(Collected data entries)
PR #1359, opened 2022-02-21
Integrate SDK build into Django collectstatic

sergei-maertens:
Building on the decoupled `RELEASE` and `SDK_RELEASE` build args, we can now mix and match the SDK bundled into the Docker image in a more fail-safe way.

* The `RELEASE` build arg specifies the version of the Open Forms backend we're building and is an environment variable baked into the backend image.
* The `SDK_RELEASE` build arg specifies which image tag to copy the SDK build artifact from, and is baked into the image as an environment variable as well.

* The SDK build artifacts are included in the `src/openforms/static/sdk` path, where they will be picked up by Django's collectstatic
    * Collectstatic puts this in `/app/static/sdk/`
    * Collectstatic applies the content-hash for cache busting
    * Collectstatic also copies the file without hash, so third parties can still point to `${BASE_URL}/static/sdk/<version>/open-forms-sdk.js` if desired (though we'd recommend hosting the SDK image explicitly)
* Our own templates have been adapted to use the `{% static `sdk/<version>/open-forms-sdk.js' %}` tag instead of relying on `SDK_BASE_URL`. In production, we get the URLs with hashes.
* Docs updated for local dev environment on how to symlink to a static build of the SDK
* :boom: the `SDK_BASE_URL` envvar/setting has been removed, `SDK_RELEASE` has been introduced with the proper defaults.


sergei-maertens:
Tested this set-up with docker-compose locally and runserver.

docker-compose call:

```
TAG=1.0.0-rc.3 SDK_TAG=1.0.0-rc.2 docker-compose up --build
```

joeribekker (approved):

PR #1365, opened 2022-02-22
Make file-uploads-as-attachments a configurable option

### LINKED ISSUE #1363: Make file-uploads-as-attachment configurable on the registration backend.
Taiga 411

#1193 changed the behaviour for the e-mail registration backend to no longer include file-uploads as attachments (for good reasons!).

However, this poses problems for some users of Open Forms, so we should make this behaviour configurable. The default should be the current situation (no mail attachments), while the registration backend must get an opt-in to use attachments instead.

**Tasks**

- [x] Add e-mail registration backend option to attach file uploads (default False)
- [x] Ensure that the files are added as attachments in those situations
- [x] Set up global default + form-override (must be `NullBooleanField` to discern between False/unset)

sergei-maertens:
Fixes #1363 

* Updated registration options with a null boolean select (none / true / false)
* On None/missing value -> global config (default: false) is used
* On truthy config -> attach file uploads to email after all
* Updated documentation to mention the runtime configuration


src/openforms/js/components/admin/RJSFWrapper.js
```diff
@@ -71,14 +77,43 @@ const CustomCheckboxWidget = ({
...
+            />
+        );
+    }
+
     // The CustomCheckboxWidget is rendered as a children of the CustomFieldTemplate, which makes styling a bit trickier
     return (
         <div className="rjsf-field__checkbox">
             <label className="rjsf-field__label" htmlFor={id}>
-                {schema.title}
+                {label}
```
sergei-maertens, line 116: label is derived from `schema.title`, but may be overridden (it seems?)

src/openforms/scss/vendor/_rjsf-field.scss
```diff
@@ -34,7 +34,7 @@
     }
   }
 
-  &__label {
+  &__label:first-letter {
     text-transform: capitalize;
   }
```
sergei-maertens, line 39: Foo Bar Baz -> Foo bar baz

src/openforms/registrations/contrib/email/config.py
```diff
@@ -21,7 +21,19 @@ class EmailOptionsSerializer(JsonSchemaSerializerMixin, serializers.Serializer):
...
     )
+    attach_files_to_email = serializers.BooleanField(
+        label=_("attach files to email"),
+        allow_null=True,
+        default=None,  # falls back to the global default
+        help_text=_(
+            "Enable to attach file uploads to the registration email. Note that this "
+            "is the global default which may be overridden per form. Form designers "
+            "should take special care to ensure that the total file upload sizes do "
+            "not exceed the email size limit."
```
SilviaAmAm, line 37: This is currently also the help_text that is shown within the form registration tab
Screenshot from 2022-02-22 15-30-47

src/openforms/js/components/admin/RJSFWrapper.js
```diff
@@ -20,15 +21,20 @@ const CustomFieldTemplate = ({
     hidden,
     required,
     displayLabel,
+    schema,
```
SilviaAmAm, line 24: Missing PropTypes update :)

src/openforms/js/components/admin/RJSFWrapper.js
```diff
@@ -20,15 +21,20 @@ const CustomFieldTemplate = ({
...
 }) => {
+    const isNullBoolean = isSelect(schema) && schema.type.includes('boolean');
```
SilviaAmAm, line 26: How does this differentiate between a 'normal' bool and a nullable bool? I see that for the `attachFilesToEmail` field the type is `['boolean', 'null']`

src/openforms/js/components/admin/RJSFWrapper.js
```diff
@@ -71,14 +77,43 @@ const CustomCheckboxWidget = ({
...
+                options={{...props.options, enumOptions}}
+                id={id}
+                schema={{default: 'null', ...schema}}
+                value={stringValue}
+                disabled={disabled}
+                readonly={readonly}
+                label={label}
+                autofocus={autofocus}
+                onChange={_onChange}
+            />
```
SilviaAmAm, line 108: I was wondering why you added this code specific to the SelectWidget inside of the Checkbox widget instead of customising the the rjsf select widget? https://github.com/rjsf-team/react-jsonschema-form/blob/master/packages/core/src/components/widgets/SelectWidget.js#L49

SilviaAmAm (changes requested):

src/openforms/js/components/admin/RJSFWrapper.js
sergei-maertens: the `isSelect(schema)` looks at the presence of `enum` to determine if it's a select or a "regular" field. And our json-schema generator only outputs the enum if `field.allow_null is True`

joeribekker (approved):
If I understand correctly, saying yes will ALSO add the files as attachment and always as download link

sergei-maertens:
> If I understand correctly, saying yes will ALSO add the files as attachment and always as download link

Correct - didn't feel like we needed to rip out that mechanism as that's quite a bit more work.

joeribekker:
Agree, this approved.

PR #1389, opened 2022-03-01
Permanently delete forms

### LINKED ISSUE #988: Implement permanently deleting forms
Currently, if you "delete" a form, it's only marked as deleted.

We should implement the beat task to periodically check for forms to be deleted, and maybe instead track the timestamp for delete marker so we can configure the leeway.

Follow up of #143.

Or, maybe we should just hide the deleted forms from the list view in the admin :thinking:

sergei-maertens:
Fixes #988

For both bulk (from list page) and detail (from edit page, currently not exposed in React):

* First time deleting a form just marks it as deleted and keeps the related steps/form definitions
* Second time deleting permanently removes the form from the database, cascading the form steps. Single-use form definitions are also cascade-deleted, form definitions that are marked as re-usable are kept.

### DIFF
--- a/src/openforms/forms/admin/form.py
+++ b/src/openforms/forms/admin/form.py
@@ -355,11 +355,10 @@ class FormAdmin(
         Split between soft and hard deletes here.
 
         The admin has mutually exclusive filters, but let's not rely on that assumption.
+        Hard deletes need to be performed first, otherwise non-deleted forms get
+        soft-deleted and in the next steps _all_ (including the just created) soft-
+        deletes get hard-deleted.
         """
-
-        # soft-deletes
-        queryset.filter(_is_deleted=False).update(_is_deleted=True)
-
         # hard deletes - ensure we cascade delete the single-use form definitions as well
         soft_deleted = queryset.filter(_is_deleted=True)
         fds = list(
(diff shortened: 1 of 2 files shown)


src/openforms/forms/admin/form.py
```diff
@@ -334,10 +334,38 @@ def remove_from_maintenance_mode(self, request, queryset):
...
+        Split between soft and hard deletes here.
+
+        The admin has mutually exclusive filters, but let's not rely on that assumption.
+        """
+
+        # soft-deletes
+        queryset.filter(_is_deleted=False).update(_is_deleted=True)
+
+        # hard deletes - ensure we cascade delete the single-use form definitions as well
+        soft_deleted = queryset.filter(_is_deleted=True)
```
joeribekker, line 364: Please switch soft and hard blocks around to prevent accidental soft->hard deletes in one go.

joeribekker (changes requested):

src/openforms/forms/admin/form.py
sergei-maertens: test added and patched

joeribekker (approved):

PR #1394, opened 2022-03-02
[#1393] Prefilled data check on submission

### LINKED ISSUE #1393: Prefilled data should not be modifiable
Taiga issue 423

- [x] Do check on submission complete that the data of prefilled fields matches the data coming from the prefill
- [x] Show prefilled fields as read only in the UI
- [x] Display errors in SDK in case of an invalid submission

SilviaAmAm:
Fixes #1393 

Frontend PR: https://github.com/open-formulieren/open-forms-sdk/pull/174

### DIFF
--- a/src/openforms/js/components/form/edit/tabs.js
+++ b/src/openforms/js/components/form/edit/tabs.js
@@ -31,6 +31,15 @@ const BASIC = {
         CLEAR_ON_HIDE,
         IS_SENSITIVE_DATA,
         DEFAULT_VALUE,
+        {
+            // This doesn't work as in native HTML forms. Marking a field as 'disabled' only makes it read-only in the
+            // UI, but the data is still sent to the backend.
+            type: 'checkbox',
+            label: 'Read only',
+            tooltip: 'Make this component read only',
+            key: 'disabled',
+            input: true
+        },
     ]
 };
 
--- a/src/openforms/js/components/form/edit/tabs.js
+++ b/src/openforms/js/components/form/edit/tabs.js
@@ -1,7 +1,6 @@
 import {Utils} from 'formiojs';
 
 import {getFullyQualifiedUrl} from '../../../utils/urls';
-
 import {
     LABEL,
     KEY,
@@ -12,6 +11,7 @@ import {
     CLEAR_ON_HIDE,
     IS_SENSITIVE_DATA,
     DEFAULT_VALUE,
+    READ_ONLY,
 } from './options';
 
 /**
@@ -31,15 +31,6 @@ const BASIC = {
         CLEAR_ON_HIDE,
         IS_SENSITIVE_DATA,
         DEFAULT_VALUE,
-        {
-            // This doesn't work as in native HTML forms. Marking a field as 'disabled' only makes it read-only in the
-            // UI, but the data is still sent to the backend.
-            type: 'checkbox',
-            label: 'Read only',
-            tooltip: 'Make this component read only',
-            key: 'disabled',
-            input: true
-        },
     ]
 };
 
@@ -60,6 +51,7 @@ const TEXT_BASIC = {
     label: 'Basic',
     components: [
         ...BASIC.components,
+        READ_ONLY,
         {
             weight: 100,
             type: 'textfield',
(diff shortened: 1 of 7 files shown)


src/openforms/js/components/form/edit/tabs.js
```diff
@@ -64,6 +64,15 @@ const BASIC = {
...
         },
+        {
+            // This doesn't work as in native HTML forms. Marking a field as 'disabled' only makes it read-only in the
+            // UI, but the data is still sent to the backend.
+            type: 'checkbox',
+            label: 'Read only',
+            tooltip: 'Make this component read only',
+            key: 'disabled',
+            input: true
+        },
```
sergei-maertens, line 75: As mentioned during standup - this is probably not applicable for all types of components and we should check them all to see if they make sense or not.

src/openforms/js/lang/formio/nl.json
```diff
@@ -290,5 +290,7 @@
   "Specify the size of each column. The sum of all the widths should be 100%.": "Geef de grootte van elke kolom op. De som van alle breedtes moet 100% zijn.",
   "Hidden component": "Verborgen component",
   "Hide fieldset header": "Verberg veldengroepheader",
-  "Hide the line and the label above the fieldset in the form": "Verberg de koptekst en de lijn boven de veldengroep in het formulier"
+  "Hide the line and the label above the fieldset in the form": "Verberg de koptekst en de lijn boven de veldengroep in het formulier",
+  "Read only": "Alleen lezen",
```
sergei-maertens, line 294:
```suggestion
  "Read only": "Alleen-lezen",
```

src/openforms/submissions/api/validation.py
```diff
@@ -78,6 +85,27 @@ def validate_submission_completion(
...
+    invalid_prefilled_fields = []
+
+    for component in submission_step.form_step.iter_components():
+        if "prefill" not in component or component["prefill"]["plugin"] == "":
+            continue
+
+        plugin_name = component["prefill"]["plugin"]
+        attribute_name = component["prefill"]["attribute"]
+        if (
+            submission.data[component["key"]]
```
sergei-maertens, line 106: technically this should be checking `submission_step.data`, but I presume you're doing this on purpose as you can alter data from another step currently? If so, please add a comment to explain this, at some point we'll properly add namespacing which will make this not required anymore.

src/openforms/submissions/api/validation.py
```diff
@@ -78,6 +85,27 @@ def validate_submission_completion(
...
+
+def get_invalid_prefilled_fields(
+    submission_step: "SubmissionStep", submission: "Submission"
+) -> List[str]:
+    invalid_prefilled_fields = []
+
+    for component in submission_step.form_step.iter_components():
+        if "prefill" not in component or component["prefill"]["plugin"] == "":
+            continue
+
```
sergei-maertens, line 102: Should this check also not only apply if the component is marked as disabled/readonly? If you expose the disabled/readonly controls to form-designers, this would lead to unexpected results otherwise where they may allow prefilled fields to be altered?

src/openforms/js/components/form/edit/tabs.js
SilviaAmAm: For the file upload, password, signature, co-signing and select family member field I think it doesn't make much sense to have the read only option. I shall remove it for these fields.

For the select box, the checkboxes, radio buttons it could be useful to have it, but the styling is not good yet. 

The map I am not sure if it makes sense to have it, but the styling is not working yet for it :stuck_out_tongue:

SilviaAmAm: In the end I think I will just add it to the `TEXT_BASIC` tab

src/openforms/submissions/api/validation.py
SilviaAmAm: Good point

src/openforms/submissions/api/validation.py
SilviaAmAm: Mhmm I hadn't thought about the fact that other steps could be modified :thinking:  I think it makes sense for now to just check `submission_step.data`

sergei-maertens (approved):

PR #1400, opened 2022-03-04
[#1398] Max file size as integer

### LINKED ISSUE #1398: Commas in file upload file size break validation
Taiga issue 430

If one gives the maximum file size as `10MB` the validation works. If one uses `10,0MB` the validation raises an error even for files that are smaller than 10MB.

In addition, the help text of the field suggests that one can use a comma (`50,0MB`):
Screenshot from 2022-03-04 10-09-10

(But specifying `10.0MB` doesn't break it)

SilviaAmAm:
Fixes #1398

### DIFF
--- a/src/openforms/utils/context_processors.py
+++ b/src/openforms/utils/context_processors.py
@@ -1,5 +1,7 @@
 from django.conf import settings as django_settings
-from django.template.defaultfilters import filesizeformat
+from django.utils import formats
+from django.utils.html import avoid_wrapping
+from django.utils.translation import gettext, ngettext
 
 
 def settings(request):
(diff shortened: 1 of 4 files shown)


src/openforms/utils/context_processors.py
```diff
@@ -22,8 +24,52 @@ def settings(request):
...
+
+
+def filesizeformat_integers(bytes_):
+    """
+    Format the value like a 'human-readable' file size but with integer numbers (i.e. 13 KB, 4 MB,
+    102 bytes, etc.).
+
+    This is adapted from django/template/defaultfilters.py:838 (filesizeformat)
+    """
+    try:
```
sergei-maertens, line 41: I'm not really a fan of all the code duplication for a single-character change. Maybe we can be a bit more pragmatic and do something like:

```py
django_formatted = filesizeformat(bytes_)
decimal_suffix = formats.number_format(0, 1)[1:]
return django_formatted.replace(decimal_suffix, "", 1)
```

also not particularly elegant, but more focused on the problem at hand.

sergei-maertens (changes requested):

sergei-maertens (approved):

PR #1402, opened 2022-03-07
KVK prefill rework (again)

### LINKED ISSUE #1399: KvK prefill assumes that a certain type of company is returned, but not all companies return the same information
Taiga issue 384

We need to add more fields, like "naam", "statutaireNaam" that are in the API of the KvK. Currently, "eersteHandelsnaam" is a relic/custom logic to get the first entry from the array field "handelsnamen". While at it, we can add "Eigenaar" properties.

sergei-maertens:
Fixes #1399

The KVK exposes different types of 'companies' in its API, manifesting
in different blobs of information being returned (essentially the
resources are polymorphic without being explicitly modeled that way
in the API).

For example, a B.V. has a hoofdvestiging, but a VVE does not.

The endpoint consulted for company information is adapted to fetch
the base-profile instead of the hoofdvestiging (which may not exist
for certain types of companies). The response contains the hoofd-
vestiging (if it exists) in the _embedded container (per HAL spec).

It seems that either the hoofdvestiging or the 'eigenaar' embedded
resource contains the addresses, if any are present at all, so our
post-processing extracts those on a best-effort basis.

Tests have been adapted for the base-profile responses, and some
kvk.nl test-environment data added for the VVE-case.

The test to check access paths from the constants is removed, as this
was just a copy of the schema anyway and did not reflect a real-world
scenario where keys can be missing - none of the schema properties
are marked as required so we have no guarantees.


src/openforms/forms/migrations/0020_migrate_kvk_prefill.py
```diff
@@ -0,0 +1,66 @@
...
+                continue
+
+            # these are lifted from the API schema in a custom fashion and don't need the
+            # prefix, see the plugin code
+            if attribute.startswith("bezoekadres.") or attribute.startswith(
+                "correspondentieadres."
+            ):
+                continue
+
+            new_attribute = f"_embedded.hoofdVestiging.{attribute}"
```
joeribekker, line 31:
```suggestion
            new_attribute = f"_embedded.hoofdvestiging.{attribute}"
```
```suggestion
            new_attribute = f"_embedded.hoofdVestiging.{attribute}"
```

src/openforms/forms/migrations/0020_migrate_kvk_prefill.py
```diff
@@ -0,0 +1,66 @@
...
+        for component in iter_components(form_definition.configuration, recursive=True):
+            plugin_id = glom(component, "prefill.plugin", default=None)
+            attribute = glom(component, "prefill.attribute", default=None)
+            if plugin_id != "kvk-kvknumber":
+                continue
+
+            if not attribute:
+                continue
+
+            new_attribute = attribute.replace("_embedded.hoofdVestiging.", "", 1)
```
joeribekker, line 50:
```suggestion
            new_attribute = attribute.replace("_embedded.hoofdvestiging.", "", 1)
```
```suggestion
            new_attribute = attribute.replace("_embedded.hoofdVestiging.", "", 1)
```

joeribekker, line 50:
```suggestion
            new_attribute = attribute.replace("_embedded.hoofdvestiging.", "", 1)
```
```suggestion
            new_attribute = attribute.replace("_embedded.hoofdVestiging.", "", 1)
```

joeribekker (changes requested):
Works but the migration is wrong (took me a while)

I found one annoying issue: The search field in FormIO doesn't return enough hits. If you search for "embedded" it returned 1 entry with "hoofdvestiging" in it. But Searching for "hoofdvestiging" would return 4 entries with "embedded" in them.

I think this is unrelated however, so I'll create an issue for the latter (#1416 1416)

PR #1405, opened 2022-03-08
[#840] Updated django-hijack and fixed for OTP/2-factor

### LINKED ISSUE #840: Hijack werkt niet met 2FA
@Bartvaderkin has investiged this as part of https://github.com/open-formulieren/open-forms/issues/728#issuecomment-944300088 and it seems not trivial (which is good, but also unfortunate)

Bartvaderkin:
Fixes #840 

Note the 3.x dropped almost all settings.

Styled notification:

image

### DIFF
--- a/requirements/base.in
+++ b/requirements/base.in
@@ -36,8 +36,7 @@ django-cookie-consent
 django-cors-headers
 django-decorator-include
 django-digid-eherkenning
-django-hijack ~= 2.3.0
-django-hijack-admin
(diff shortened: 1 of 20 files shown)


sergei-maertens (approved):

sergei-maertens (changes requested):
Can we add some tests for this?

sergei-maertens (approved):

PR #1409, opened 2022-03-08
[#1408] Hardened TimelineLogProxy against disappeared content object

### LINKED ISSUE #1408: AVG Timeline proxy 500 error
Taiga 437

Bartvaderkin:
Fixes #1408 

(there is no database constraint on generic foreign key)

### DIFF
--- a/src/openforms/logging/models.py
+++ b/src/openforms/logging/models.py
@@ -1,6 +1,5 @@
 from typing import List
 
-from django.contrib.contenttypes.models import ContentType
 from django.db import models
 from django.template.defaultfilters import capfirst
 from django.urls import reverse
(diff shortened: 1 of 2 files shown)


sergei-maertens (changes requested):
IDs by themselves (especially deleted) are not very useful information, can we instead record the `str(obj)` into the `TimelineLog` object when it's created? Then we at least have _some_ idea what the (audit) log entry was about.

See also how the django admin does this: https://github.com/django/django/blob/main/django/contrib/admin/models.py#L42 and https://github.com/django/django/blob/main/django/contrib/admin/models.py#L69

Discussed on Slack and decided to move this to a separate issue/PR: #1413

sergei-maertens (approved):

PR #1412, opened 2022-03-09
[#1404] Make the default required value configurable 

### LINKED ISSUE #1404: Configure whether fields should be required by default
Taiga issue 424

-    Runtime optie toevoegen aan configuratie om  default “verplicht” op false/true te zetten
-    Runtime optie toevoegen aan configuratie om asterisk of (optioneel) te tonen op form – Op form detail endpoint aangeven om asterisk of (optioneel) te gebruiken.

SilviaAmAm:
Fixes  #1404

Front end PR: https://github.com/open-formulieren/open-forms-sdk/pull/177


src/openforms/forms/admin/form.py
```diff
@@ -113,17 +113,28 @@ class FormAdmin(
     search_fields = ("name", "internal_name")
 
     change_list_template = "admin/forms/form/change_list.html"
+    _global_config = None
+
+    @property
+    def global_config(self):
+        if not self._global_config:
+            self._global_config = GlobalConfiguration.get_solo()
+        return self._global_config
```
sergei-maertens, line 122: ModelAdmin classes/instances are not thread safe, you should absolutely avoid sharing state on these instances.

The only places where it's acceptable if really needed is in methods that are called for every request, they typically have the `request` argument.

sergei-maertens (changes requested):

docs/configuration/general/styling.rst
```diff
@@ -97,6 +97,23 @@ The configuration in the admin requires this to be provided as JSON, for example
 
 .. _style dictionary: https://amzn.github.io/style-dictionary/
 
+**Style of required fields in forms**
```
sergei-maertens, line 100: I don't think this is the best place for this documentation, https://open-forms.readthedocs.io/en/latest/manual/forms/index.html is probably a better candidate

sergei-maertens (changes requested):
Implementation looks good :+1:

docs/configuration/general/styling.rst
SilviaAmAm: Since this other section is in Dutch, I translated it. I am not sure about the translation for the name of the new config model fields though... they are not super good names in English either :thinking:

sergei-maertens: thanks, we'll take a look at the translations before merging :)

PR #1417, opened 2022-03-10
Pinned header heights and fixed config overview template.

joeribekker:


sergei-maertens:
This should upgrade to django-admin-index 2.0.0 and build from there, see also the changes in default-project that are relevant.

sergei-maertens (approved):

PR #1419, opened 2022-03-10
[#1418] Implemented Submission.isAuthenticated for LogoutButton visibility

### LINKED ISSUE #1418: Implement Submission.is_authenticated and use for LogoutButton visibility in SDK
Taiga 426

Instead of using the loginRequired boolean on Form (which can be False if login is optional) to show LogoutButton in the SDK we add an is_authenticated getter on Submission and pass that through the API so the SDK can use that instead of loginRequired. The getter checks if Submission.auth_method is set.

Bartvaderkin:
Fixes #1418

SDK part: https://github.com/open-formulieren/open-forms-sdk/pull/178

### DIFF
--- a/src/openapi.yaml
+++ b/src/openapi.yaml
@@ -4532,6 +4532,10 @@ components:
           readOnly: true
           description: Whether the user is allowed to submit this form and whether
             the user should see the overview page.
+        isAuthenticated:
+          type: boolean
+          readOnly: true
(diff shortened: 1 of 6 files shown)


sergei-maertens:
on second thought, this isn't actually breaking any behaviour so let's schedule it for 1.1.0 release

sergei-maertens (approved):

PR #1421, opened 2022-03-11
[#1076] Added regex to postcode component

### LINKED ISSUE #1076: Postal Code field does not apply validation
Issue raised by gemeente Den Haag (Taiga 178)

It seems that the postal code field does not apply validation. An incomplete value can be entered, and the formstep can still be submitted:

image

SilviaAmAm:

* Task description
From the records above, copy each line where the word "boven" can be found.

* Result of this task
-  "Hide the line and the label above the fieldset in the form": "Verberg de koptekst en de lijn boven de veldengroep in het formulier"
+  "Hide the line and the label above the fieldset in the form": "Verberg de koptekst en de lijn boven de veldengroep in het formulier",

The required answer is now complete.